Cats use elimination of urine (and sometimes feces) for communication – a kind of pee-mail, if you will. That can be a sign that something is wrong. In the latter situation, your kitty is not being mean or spiteful. She’s got a problem and you’ll have to figure out what it is if you want it to go away.
Punishing your cat for inappropriate elimination will not solve the problem. It will only teach her to fear and avoid you, and eliminate when you’re not around. In fact, it can actually make the problem worse, since inappropriate elimination is often caused by stress, and punishment will only add to her stress level.
Clicker Training Your Cat
Using clicker training, it is extremely easy to teach a cat to sit or lie down, or to jump up or down from a surface. With patience, cats can be trained to run through tubes and boxes, to leap from place to place, and even to complete complicated behavioral chains of activities.
A strange thing happens when you train your cat. Instead of the two of you coming together briefly at feeding time and when the cat presents herself for petting, the whole dynamic relationship changes from cat to owner and owner to cat — and for the better. It’s as though a mutual appreciation society emerges from an otherwise perfunctory relationship, and the cat’s and owner’s lives are both enriched.
Once the positive training interaction has become a regular feature of daily life, all it takes is for the owner to stand up and say, “Wanna have some fun?” and to show the cat the clicker, and the cat will resonate with excitement in anticipation of the impending activities. Interactive training of this type, for just a few minutes a day, will exercise the cat’s mind and promote relaxation. It seems that a short period of intense concentration during such training sessions is equivalent, output-wise, to a much longer period of physical activity.

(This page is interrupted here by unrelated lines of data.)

Issue #596, opened 2025-03-04
An error occurred attempting to extract POM from artifact


artn01:
## Describe the bug
I have a following gradle task in my build.gradle to generate SBOM:

```
plugins {
    id 'org.cyclonedx.bom' version '2.2.0'
}

cyclonedxBom {
    outputFormat = 'json'
    destination = file("sbom")
    outputName = 'myProject-bom'
    projectType = 'application'
}
```

So, when running the task, I keep getting the following error:
```
An error occurred attempting to extract POM from artifact
java.util.zip.ZipException: zip END header not found
```
However, the task executes successfully, and the SBOM is generated. I was able to deduct that this happens if SBOM was not previously generated in the `sbom/myProject-bom.json`. If there already is a file with the same name present on this location, error dissappears.

## To Reproduce
1. Copy the code mentioned in the issue in your `build.gradle` file.
 2. Run the task.

## Expected behavior
File is generated / rewritten (if file already exists on that location), no error is thrown and build is successful.

## Environment  (please complete the following information):

- OS: Windows 10
- Gradle version 8.6
- CycloneDX Plugin version 2.2.0

## Contribution 

- [ ] I am willing to provide a fix
- [x] I will wait until somebody else fixes it

artn01:
Seems that the following package causes the error, was able to find it while running in debug mode:

```
CycloneDX: Including meta data for node org.eclipse.jetty.orbit:javax.servlet:3.0.0.v201112011016
An error occurred attempting to extract POM from artifact
java.util.zip.ZipException: zip END header not found
```

wbiker:
I have the same issue on Windows 11, with gradle 8.10, 8.12 and kotlin.
In the debugger, I can see that the cyclonedx plugin is trying to open a pom file as a jar, causing this exception. It want to extract the metadata it seems and expecting to have jar files only here.

![Image](https://github.com/user-attachments/assets/80225b21-9844-4d3e-b0f2-790e37f2c9ea)

The issue happens in the MavenHelper class, in this method:
    @Nullable MavenProject extractPom(final File artifact, final ModuleVersionIdentifier mid) {
in line:
                final JarFile jarFile = new JarFile(artifact);
artifact is the pom file, see attached screenshot.

steven-sheehy:
I see this too but seems to be for:

[...]

PR #701, opened 2025-10-01
fix read pom files directly

lorenzbaier:
should fix https://github.com/CycloneDX/cyclonedx-gradle-plugin/issues/596


skhokhlov (changes requested):
Thank you for the pull request. We need to verify that the bug is actually fixed. Please add a test for that.

You can find [this test with local maven repository](https://github.com/CycloneDX/cyclonedx-gradle-plugin/blob/master/src/test/groovy/org/cyclonedx/gradle/DependencyResolutionSpec.groovy#L100-L144) helpful.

Timing of rewards is critical. If a cat stops meowing for 3 seconds and you have to reach into your pocket for a food treat and then walk toward the cat to deliver it, the moment may have passed. Yet it is difficult to have primary rewards (food, water, toys) handy at all times so how can this best be managed?
The answer is using a “secondary reinforcer,” like praise or a neutral cue that signals that the primary reinforcer is due. For humans, money is a secondary reinforcer. It has little or no intrinsic value but signals to the recipient that they have performed well and that the real reward (what the money buys) will be forthcoming. In time, money alone reinforces the behavior (work) but it must retain its implied value or its attraction will eventually be lost (as in times of great inflation). In animal training, whistles and clicks have been used as secondary reinforcers, though you can also use your voice.